*** Material for the task ***

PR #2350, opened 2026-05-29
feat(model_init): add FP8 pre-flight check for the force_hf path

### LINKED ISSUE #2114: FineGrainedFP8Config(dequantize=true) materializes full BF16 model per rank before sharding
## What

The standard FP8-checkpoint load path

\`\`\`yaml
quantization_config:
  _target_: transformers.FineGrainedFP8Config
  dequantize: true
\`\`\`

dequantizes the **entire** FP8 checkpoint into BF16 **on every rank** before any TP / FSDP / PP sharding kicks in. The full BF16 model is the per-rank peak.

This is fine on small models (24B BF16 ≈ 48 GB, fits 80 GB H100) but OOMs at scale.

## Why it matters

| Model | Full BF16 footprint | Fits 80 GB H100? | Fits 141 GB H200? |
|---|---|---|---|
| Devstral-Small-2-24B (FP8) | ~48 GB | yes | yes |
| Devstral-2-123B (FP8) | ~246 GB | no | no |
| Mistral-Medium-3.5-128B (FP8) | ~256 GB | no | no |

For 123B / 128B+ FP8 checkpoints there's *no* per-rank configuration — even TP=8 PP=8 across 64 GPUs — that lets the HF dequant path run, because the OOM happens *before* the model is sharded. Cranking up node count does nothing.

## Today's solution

*** End of Material for the task ***
*** Material for the task ***

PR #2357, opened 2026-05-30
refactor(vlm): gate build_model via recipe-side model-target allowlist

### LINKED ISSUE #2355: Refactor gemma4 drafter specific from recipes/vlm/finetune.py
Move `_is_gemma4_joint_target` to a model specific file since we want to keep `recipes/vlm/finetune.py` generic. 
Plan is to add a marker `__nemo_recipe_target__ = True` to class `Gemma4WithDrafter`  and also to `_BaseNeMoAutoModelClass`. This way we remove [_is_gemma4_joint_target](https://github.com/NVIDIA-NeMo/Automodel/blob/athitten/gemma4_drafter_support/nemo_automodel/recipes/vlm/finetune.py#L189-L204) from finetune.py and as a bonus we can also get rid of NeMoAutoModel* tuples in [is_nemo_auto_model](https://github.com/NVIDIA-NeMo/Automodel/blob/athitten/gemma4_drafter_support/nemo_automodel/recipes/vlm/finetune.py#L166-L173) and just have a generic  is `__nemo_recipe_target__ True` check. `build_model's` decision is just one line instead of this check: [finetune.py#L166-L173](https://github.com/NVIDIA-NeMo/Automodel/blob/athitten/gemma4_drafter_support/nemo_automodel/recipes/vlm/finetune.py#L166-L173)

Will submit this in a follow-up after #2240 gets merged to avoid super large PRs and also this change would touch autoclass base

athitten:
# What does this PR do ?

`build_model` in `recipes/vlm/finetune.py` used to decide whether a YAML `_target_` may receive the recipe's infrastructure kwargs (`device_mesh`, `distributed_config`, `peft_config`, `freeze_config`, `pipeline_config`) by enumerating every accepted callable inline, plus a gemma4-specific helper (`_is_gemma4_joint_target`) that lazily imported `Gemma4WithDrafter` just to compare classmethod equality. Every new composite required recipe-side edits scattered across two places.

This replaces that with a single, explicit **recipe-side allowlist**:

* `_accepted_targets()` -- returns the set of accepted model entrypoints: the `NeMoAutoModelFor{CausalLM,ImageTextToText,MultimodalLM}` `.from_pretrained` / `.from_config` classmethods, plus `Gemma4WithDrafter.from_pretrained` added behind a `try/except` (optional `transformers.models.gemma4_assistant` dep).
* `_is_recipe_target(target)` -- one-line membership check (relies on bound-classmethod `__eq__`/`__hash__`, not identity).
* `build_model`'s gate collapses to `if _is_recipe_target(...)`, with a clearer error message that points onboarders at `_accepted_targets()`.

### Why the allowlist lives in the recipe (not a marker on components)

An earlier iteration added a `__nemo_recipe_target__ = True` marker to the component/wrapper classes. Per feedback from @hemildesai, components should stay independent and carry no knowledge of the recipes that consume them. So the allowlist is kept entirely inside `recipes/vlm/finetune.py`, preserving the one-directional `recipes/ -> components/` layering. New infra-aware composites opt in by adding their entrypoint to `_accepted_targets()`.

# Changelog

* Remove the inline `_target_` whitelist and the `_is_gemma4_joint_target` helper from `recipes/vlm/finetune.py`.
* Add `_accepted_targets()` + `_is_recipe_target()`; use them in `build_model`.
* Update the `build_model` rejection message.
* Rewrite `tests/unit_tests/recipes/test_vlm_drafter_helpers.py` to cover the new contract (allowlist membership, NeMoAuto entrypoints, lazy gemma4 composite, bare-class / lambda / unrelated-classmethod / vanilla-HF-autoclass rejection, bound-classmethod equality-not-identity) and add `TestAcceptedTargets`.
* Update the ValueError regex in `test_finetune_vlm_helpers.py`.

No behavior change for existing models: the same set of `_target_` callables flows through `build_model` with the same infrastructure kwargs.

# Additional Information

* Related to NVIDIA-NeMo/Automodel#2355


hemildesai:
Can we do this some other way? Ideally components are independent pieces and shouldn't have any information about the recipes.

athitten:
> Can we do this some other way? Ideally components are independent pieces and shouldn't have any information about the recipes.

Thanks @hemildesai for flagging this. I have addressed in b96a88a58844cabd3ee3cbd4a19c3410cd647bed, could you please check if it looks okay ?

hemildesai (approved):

*** End of Material for the task ***

* _Assignment_
Among the lines above, find those with the word "pieces". Copy them.

* _Response below_
Can we do this some other way? Ideally components are independent pieces and shouldn't have any information about the recipes.
> Can we do this some other way? Ideally components are independent pieces and shouldn't have any information about the recipes.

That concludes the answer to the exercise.